3) Bahwa ibadah yang mengandung segi
kemasyarakatan diberi ganjaran lebih besar daripada ibadah yang bersifat
perseorangan.
4) Dalam islam terdapat ketentuan bila urusan
ibadah dilakukan tidak sempurna atau batal karena melanggar pantangan tertentu
maka kifaratnya (tebusan) ialah melakukan
sesuatu yang berhubungan dengan masalah sosial.

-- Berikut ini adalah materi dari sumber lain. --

PR #3225, opened 2023-04-14
[C-2429] Remove hls

dylanjeffers:
### Description

Removes hls now that we exclusively use mp3
- Tested on tracks/albums/offline/collectible-playlists
- Tested on web and mobile


audius-infra:

audius-infra:
Preview this change https://demo.audius.co/dj-c-2429-remove-hls

packages/common/src/utils/hls.test.js
```diff
@@ -1,112 +0,0 @@
-import { generateM3U8, generateM3U8Variants } from './hls'
```
raymondjacobson, line 1: rip. we should have more tests

packages/web/scripts/publishScripts.sh
```diff
@@ -9,13 +9,11 @@ make -C "./node_modules/exif-parser" build-browser-bundle
 declare -a modules=(
   "./node_modules/jimp/browser/lib/jimp.min.js"
   "./node_modules/exif-parser/dist/exif-parser-0.1.12-min.js"
-  "./node_modules/hls.js/dist/hls.min.js"
```
raymondjacobson, line 12: i guess this was no longer used

raymondjacobson (approved):

PR #3234, opened 2023-04-18
[PAY-937] Fix empty state for transactions table

schottra:
### Description
The `isLoading` logic for the AudioTransactionsTable was previous relying on an `every` check against the loaded data, instead of tracking success of the fetch. Due to the way `Array.prototype.every()` works, an empty array will always cause the loading condition to be true.

To fix this, I added loading state tracking to the slice for both transactions and count, and then wait on them explicitly to determine table loading state.
Additionally, I moved the reset logic mostly into the slice to simplify the component. The slice will now reset the items array when a fetch begins and the offset is zero (fetching the first page). This means the component doesn't have to manually clear items when paginating, and gets us closer to a pagination functionality that is separate from the display logic.

I also moved most of the helper functions in `AudioTransactionsTable` out to constants. They weren't referencing any props, so they don't need to be defined in the component with `useCallback`.

Previous behavior:
Kapture 2023-04-18 at 00 00 05

New behavior:
Kapture 2023-04-18 at 00 02 11

### Dragons
Nope

### How Has This Been Tested?
Tested manually.

Verify functionality in staging and RC

### Feature Flags ###
N/A

### DIFF
--- a/packages/common/src/models/Status.ts
+++ b/packages/common/src/models/Status.ts
@@ -4,3 +4,8 @@ export enum Status {
   SUCCESS = 'SUCCESS',
   ERROR = 'ERROR'
 }
+
+/** Detects if a status is in a non-terminal state */
+export function statusIsUnloaded(status: Status) {
+  return [Status.IDLE, Status.LOADING].includes(status)
+}
--- a/packages/common/src/models/Status.ts
+++ b/packages/common/src/models/Status.ts
@@ -6,6 +6,6 @@ export enum Status {
 }
 
 /** Detects if a status is in a non-terminal state */
-export function statusIsUnloaded(status: Status) {
+export function statusIsNotTerminal(status: Status) {
   return [Status.IDLE, Status.LOADING].includes(status)
 }
--- a/packages/common/src/models/Status.ts
+++ b/packages/common/src/models/Status.ts
@@ -6,6 +6,6 @@ export enum Status {
 }
 
 /** Detects if a status is in a non-terminal state */
-export function statusIsNotTerminal(status: Status) {
+export function statusIsNotFinalized(status: Status) {
   return [Status.IDLE, Status.LOADING].includes(status)
 }
--- a/packages/web/src/components/audio-transactions-table/AudioTransactionsTable.tsx
+++ b/packages/web/src/components/audio-transactions-table/AudioTransactionsTable.tsx
@@ -74,6 +74,114 @@ export const isChangePositive = (tx: TransactionDetails) => {
   )
 }
 
+// Cell Render Functions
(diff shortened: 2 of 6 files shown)


audius-infra:
Preview this change https://demo.audius.co/pay-937-transactions-table-empty-state

packages/web/src/components/audio-transactions-table/AudioTransactionsTable.tsx
```diff
@@ -74,6 +74,114 @@ export const isChangePositive = (tx: TransactionDetails) => {
   )
 }
 
+// Cell Render Functions
```
dharit-tan, line 77: Love it!

dharit-tan (approved):
Awesome, thanks for cleaning this up!!

packages/common/src/models/Status.ts
```diff
@@ -4,3 +4,8 @@ export enum Status {
   SUCCESS = 'SUCCESS',
   ERROR = 'ERROR'
 }
+
+/** Detects if a status is in a non-terminal state */
```
dharit-tan, line 8: I like this, should circulate this in #eng-client. V minor nit with the name, is "unloaded" a conventional term? To me it sounds more like something was loaded and then removed. Maybe "statusIsNotLoaded" but not a strong opinion.

schottra: I sat here for a good five minutes trying to name this because:
* I don't like things that have to be inverted to be useful (ex. `const isLoading = !isLoadedStatus()`)
* I was trying not to be to obscure with the terminology (`statusIsNonTerminal`)
Your suggestion is a good one!

schottra: Oh wait, I also wanted it to indicate that `failed` is considered a loaded status. So I might go with NonTerminal in the end

piazzatron: nit: `statusIsNotFinalized` or `statusIsPending`? pending sounds a bit like loading though...

piazzatron (approved):
Looks great!! Nice refactors. 

Let's check in with Sammie and see whether we want the linked-wallets explainer tile to stay visible when we have no transactions (I suspect we probably do).

audius-infra:
Preview this change https://demo.audius.co/pay-937-transactions-table-empty-state

schottra:
@piazzatron Checked with design and updated it to keep the tile when the table is empty

Kapture 2023-04-18 at 13 57 43

audius-infra:
Preview this change https://demo.audius.co/pay-937-transactions-table-empty-state

audius-infra:
Preview this change https://demo.audius.co/pay-937-transactions-table-empty-state

PR #3236, opened 2023-04-18
Fix dev-mode hot-key modals

dylanjeffers:
### Description

Fixes issue where dev-mode hot-key modals didn't register their hotkey hook since they were not rendered. Fixed by reserving a space for them in the Modals component


sliptype (approved):
Nice! Thank you

PR #3449, opened 2023-05-26
[C-2647] Use entire cache to denormalize data

amendelsohn:
### Description

Select the full cache from store to rehydrate entities in `audius-query`

Fixes issue where we didn't know what entities to use to replace normalized id references data on cache hit.

### Dragons

Selecting the whole cache may cause extra renders, but we're doing this already. UseProxySelector will hopefully avoid the worst of it


dylanjeffers (approved):
wow also looks cleaner too. excellent work

audius-infra:
Preview this change https://demo.audius.co/audius-query-rehydrate-single-entity

PR #3450, opened 2023-05-26
[C-2653] Add shallow argument to audius-query hooks

amendelsohn:
### Description

if `shallow: true`, don't rehydrate the full entity structure.

In the case where kind is undefined, the top-level data is not an entity, so just returning the nonNormalizedData will work. However, if `kind: true`, nonNormalizedData just contains an id, so we need to do one level of denormalization. We provide only the matching kind so we don't repopulate the nested entities.

### DIFF
--- a/packages/common/src/audius-query/utils.ts
+++ b/packages/common/src/audius-query/utils.ts
@@ -1,11 +1,9 @@
-import { mapValues, zipObject } from 'lodash'
-
 import { Kind } from 'models/Kind'
 import { CommonState } from 'store/reducers'
 
 import * as cacheSelectors from '../store/cache/selectors'
 
-import { EntityMap, StrippedEntityMap } from './types'
+import { EntityMap } from './types'
 
 export function capitalize(str: string) {
   return str.replace(str[0], str[0].toUpperCase())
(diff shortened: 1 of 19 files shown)


packages/common/src/audius-query/utils.ts
```diff
@@ -15,8 +16,18 @@ export const getKeyFromFetchArgs = (fetchArgs: any) => {
 
 export const selectCommonEntityMap = (
   state: CommonState,
-  kind?: Kind
+  kind?: Kind,
+  shallow?: boolean
 ): EntityMap | null => {
+  if (kind && shallow) {
```
dylanjeffers, line 22: sick so basically we dont need to grab the whole state right?

dylanjeffers (approved):
love this addition! extra credit for v2 is to add docs in the form of js-doc, and then can generate readme args (or just have them as dupes :))

packages/common/src/audius-query/utils.ts
amendelsohn: right and we only need to do this if the top level data is itself an entity. Without this step, we'd just get `useGetTrackById({ id: 123 }, { shallow: true }) returns { data: 123 }`

audius-infra:
Preview this change https://demo.audius.co/audius-query-shallow

PR #3452, opened 2023-05-26
[C-2646] Add idListArgKey for lists of entities; add fetchArgs types

amendelsohn:
### Description

Adds `idListArgKey` which allows cache hit for lists of entities if all entities are already present in the cache.
Also added argument types to the existing api endpoint fetch functions so the hooks can typecheck the fetchArgs.

Future work:
- Selective fetching so we can hit some of the entities from cache and fetch the rest

### DIFF
--- a/packages/common/src/audius-query/createApi.ts
+++ b/packages/common/src/audius-query/createApi.ts
@@ -1,7 +1,7 @@
 import { useContext, useEffect } from 'react'
 
 import { CaseReducerActions, createSlice } from '@reduxjs/toolkit'
-import { isEqual } from 'lodash'
+import { isEqual, mapValues } from 'lodash'
 import { denormalize, normalize } from 'normalizr'
 import { useDispatch, useSelector } from 'react-redux'
 
@@ -12,6 +12,7 @@ import { getCollection } from 'store/cache/collections/selectors'
 import { getTrack } from 'store/cache/tracks/selectors'
 import { CommonState } from 'store/reducers'
 import { getErrorMessage } from 'utils/error'
+import { removeNullable } from 'utils/typeUtils'
 
 import * as cacheActions from '../store/cache/actions'
 import * as cacheSelectors from '../store/cache/selectors'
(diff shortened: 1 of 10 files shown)


packages/web/src/pages/chat-page/components/ChatMessagePlaylist.tsx
```diff
@@ -44,9 +44,9 @@ export const ChatMessagePlaylist = ({
   const { data: playlist, status } = useGetPlaylistById(
     {
       playlistId,
-      currentUserId
+      currentUserId: currentUserId!
     },
-    { disabled: !playlistId }
+    { disabled: !playlistId || !currentUserId }
```
amendelsohn, line 49: Not in love with this pattern. Idk if it's possible to make the type of args understand that it's only called after the disabled condition is false. It would be great to have the behavior like

```
const disabled = !playlistId || !currentUserId
if (!disabled) {
	fetch({playlistId, currentUserId})
}
```
in which it would know that by the time we call fetch, the args must exist

packages/common/src/audius-query/createApi.ts
```diff
@@ -145,45 +146,59 @@ const buildEndpointHooks = <
...
-
-        let permalinkCachedEntity = null
-        if (kind === Kind.TRACKS && permalinkArgKey) {
-          permalinkCachedEntity = getTrack(state, {
-            permalink: fetchArgs[permalinkArgKey]
-          })
-        }
-        if (kind === Kind.COLLECTIONS && permalinkArgKey) {
-          permalinkCachedEntity = getCollection(state, {
-            permalink: fetchArgs[permalinkArgKey]
```
amendelsohn, line 177: @sddioulde Just a callout that I refactored some of the `permalinkArgKey` logic. Pretty sure it's still working, but if you run into trouble after merging, lmk

audius-infra:
Preview this change https://demo.audius.co/audius-query-idsargkey

dylanjeffers (approved):
I dont think i totally understand all the changes, but trust you if you want to merge this now :)

dylanjeffers (approved):
I dont think i totally understand all the changes, but trust you if you want to merge this now :)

5) Dalam islam terdapat ajaran bahwa amal baik
dalam bidang kemasyarakatan mendapat ganjaran lebih besar daripada ibadah
sunnah.
Melalui pendekatan sosiologis agama akan dapat dipahami dengan
mudah, karena agama itu sendiri diturunkan untuk kepentingan sosial.
D. PENDEKATAN FILOSOFIS
Secara harfiah, kata filsafat berasal dari kata philo yang berarti cinta kepada kebenaran, ilmu, dan hikmah. Selain itu
filsafat dapat pula berarti mencari hakikat sesuatu, berusaha menautkan sebab
dan akibat serta berusaha menafsirkan pengalaman-pengalaman manusia.
Dari definisi tersebut dapat diketahui bahwa filsafat pada intinya
berupaya menjelaskan inti, hakikat, atau hikmah mengenai sesuatu yang berada
dibalik objek formanya. Filsafat mencari sesuatu yang mendasar, asas, dan inti
yang terdapat di balik yang bersifat lahiriah.
Berpikir secara filosofis tersebut selanjutnya dapat digunakan
dalam memahami ajaran agama, dengan maksud agar hikmah, hakikat atau inti dari
ajaran agama dapat dimengerti dan dipahami secara seksama. Pendekatan filosofis
yang demikian itu sebenarnya sudah banyak dilakukan oleh para ahli.
Karena demikian pentingnya pendekatan filosofis ini, maka kita
menjumpai bahwa filsafat telah digunakan untuk memahami berbagai bidang lainnya
selain agama. Kita misalnya membaca adanya filsafat hukum islam, filsafat
sejarah, filsafat kebudayaan, filsafat ekonomi dan lain sebagainya.
Melalui pendekatan filosofis ini, seseorang tidak akan terjebak
pada pengamalan agama yang bersifat formalistis, yakni mengamalkan agama dengan
susah payah tapi tidak memiliki makna apa-apa, kosong tanpa arti.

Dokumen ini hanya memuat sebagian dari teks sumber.